• _WHAT TO WORK ON_
Search the data for the string "like", and report each line where it is found.

● ● ● ●

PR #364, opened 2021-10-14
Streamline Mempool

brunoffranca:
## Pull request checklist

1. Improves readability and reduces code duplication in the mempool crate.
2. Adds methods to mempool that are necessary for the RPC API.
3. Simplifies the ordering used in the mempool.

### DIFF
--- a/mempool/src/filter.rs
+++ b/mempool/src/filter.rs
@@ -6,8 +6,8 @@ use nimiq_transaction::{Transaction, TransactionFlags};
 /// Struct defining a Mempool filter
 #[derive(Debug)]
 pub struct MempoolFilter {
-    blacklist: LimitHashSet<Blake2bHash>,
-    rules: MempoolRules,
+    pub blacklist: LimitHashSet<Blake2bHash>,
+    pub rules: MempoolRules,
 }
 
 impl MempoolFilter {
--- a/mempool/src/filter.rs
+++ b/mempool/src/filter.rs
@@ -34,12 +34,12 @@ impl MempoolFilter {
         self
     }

● ● ● ●

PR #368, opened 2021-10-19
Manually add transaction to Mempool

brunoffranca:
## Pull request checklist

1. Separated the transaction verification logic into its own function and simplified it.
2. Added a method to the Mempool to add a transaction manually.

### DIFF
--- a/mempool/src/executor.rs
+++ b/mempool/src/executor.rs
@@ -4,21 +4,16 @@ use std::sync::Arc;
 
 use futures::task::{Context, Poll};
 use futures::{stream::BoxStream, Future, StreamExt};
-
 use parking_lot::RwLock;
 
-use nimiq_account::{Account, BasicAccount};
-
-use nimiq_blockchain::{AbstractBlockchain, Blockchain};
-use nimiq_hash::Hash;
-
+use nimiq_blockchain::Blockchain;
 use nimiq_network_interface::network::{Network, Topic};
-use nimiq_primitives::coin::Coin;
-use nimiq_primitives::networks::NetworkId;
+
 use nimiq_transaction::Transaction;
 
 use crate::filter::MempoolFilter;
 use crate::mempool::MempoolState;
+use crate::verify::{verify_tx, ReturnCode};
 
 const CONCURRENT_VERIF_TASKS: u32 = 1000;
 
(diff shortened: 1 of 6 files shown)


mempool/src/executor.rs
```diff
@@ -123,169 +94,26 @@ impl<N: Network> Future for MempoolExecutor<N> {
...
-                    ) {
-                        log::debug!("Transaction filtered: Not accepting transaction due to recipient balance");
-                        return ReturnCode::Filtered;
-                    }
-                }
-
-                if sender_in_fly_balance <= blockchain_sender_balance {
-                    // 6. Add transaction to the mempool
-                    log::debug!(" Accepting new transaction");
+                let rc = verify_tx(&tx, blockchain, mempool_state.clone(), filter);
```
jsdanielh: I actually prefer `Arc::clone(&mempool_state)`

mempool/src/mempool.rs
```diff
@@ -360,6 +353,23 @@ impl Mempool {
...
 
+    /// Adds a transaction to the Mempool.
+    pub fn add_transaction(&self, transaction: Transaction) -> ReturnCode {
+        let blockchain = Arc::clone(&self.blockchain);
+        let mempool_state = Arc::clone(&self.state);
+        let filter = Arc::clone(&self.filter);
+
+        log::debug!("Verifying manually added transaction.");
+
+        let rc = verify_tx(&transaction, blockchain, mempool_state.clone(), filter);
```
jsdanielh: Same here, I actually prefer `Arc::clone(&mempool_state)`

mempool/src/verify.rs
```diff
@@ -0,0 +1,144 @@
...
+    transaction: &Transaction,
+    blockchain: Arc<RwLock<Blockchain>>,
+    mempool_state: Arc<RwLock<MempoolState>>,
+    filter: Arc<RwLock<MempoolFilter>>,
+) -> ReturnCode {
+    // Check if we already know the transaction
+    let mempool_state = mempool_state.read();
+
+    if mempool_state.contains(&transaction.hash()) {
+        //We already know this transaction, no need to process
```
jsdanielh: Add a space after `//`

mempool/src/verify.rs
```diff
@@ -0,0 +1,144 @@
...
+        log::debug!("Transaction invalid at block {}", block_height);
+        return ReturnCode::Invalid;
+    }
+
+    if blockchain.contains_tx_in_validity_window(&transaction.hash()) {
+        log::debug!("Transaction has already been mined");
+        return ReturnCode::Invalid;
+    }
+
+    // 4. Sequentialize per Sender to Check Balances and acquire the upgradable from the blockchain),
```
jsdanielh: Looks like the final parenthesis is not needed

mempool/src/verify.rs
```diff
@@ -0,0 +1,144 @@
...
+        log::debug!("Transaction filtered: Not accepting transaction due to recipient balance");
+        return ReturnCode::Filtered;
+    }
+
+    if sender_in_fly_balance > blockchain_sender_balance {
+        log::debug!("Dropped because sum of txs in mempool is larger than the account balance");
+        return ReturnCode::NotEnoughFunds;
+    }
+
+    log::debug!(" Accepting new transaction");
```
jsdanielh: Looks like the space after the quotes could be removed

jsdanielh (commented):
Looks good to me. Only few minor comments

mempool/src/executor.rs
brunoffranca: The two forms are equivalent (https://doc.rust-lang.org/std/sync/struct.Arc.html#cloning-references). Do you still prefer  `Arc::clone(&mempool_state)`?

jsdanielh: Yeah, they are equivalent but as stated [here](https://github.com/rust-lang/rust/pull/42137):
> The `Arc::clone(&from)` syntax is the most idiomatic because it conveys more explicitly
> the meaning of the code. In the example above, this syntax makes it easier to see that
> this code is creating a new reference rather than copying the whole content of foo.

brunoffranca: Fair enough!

● ● ● ●

• _RESULT OF THE TASK_
jsdanielh: Looks like the final parenthesis is not needed
jsdanielh: Looks like the space after the quotes could be removed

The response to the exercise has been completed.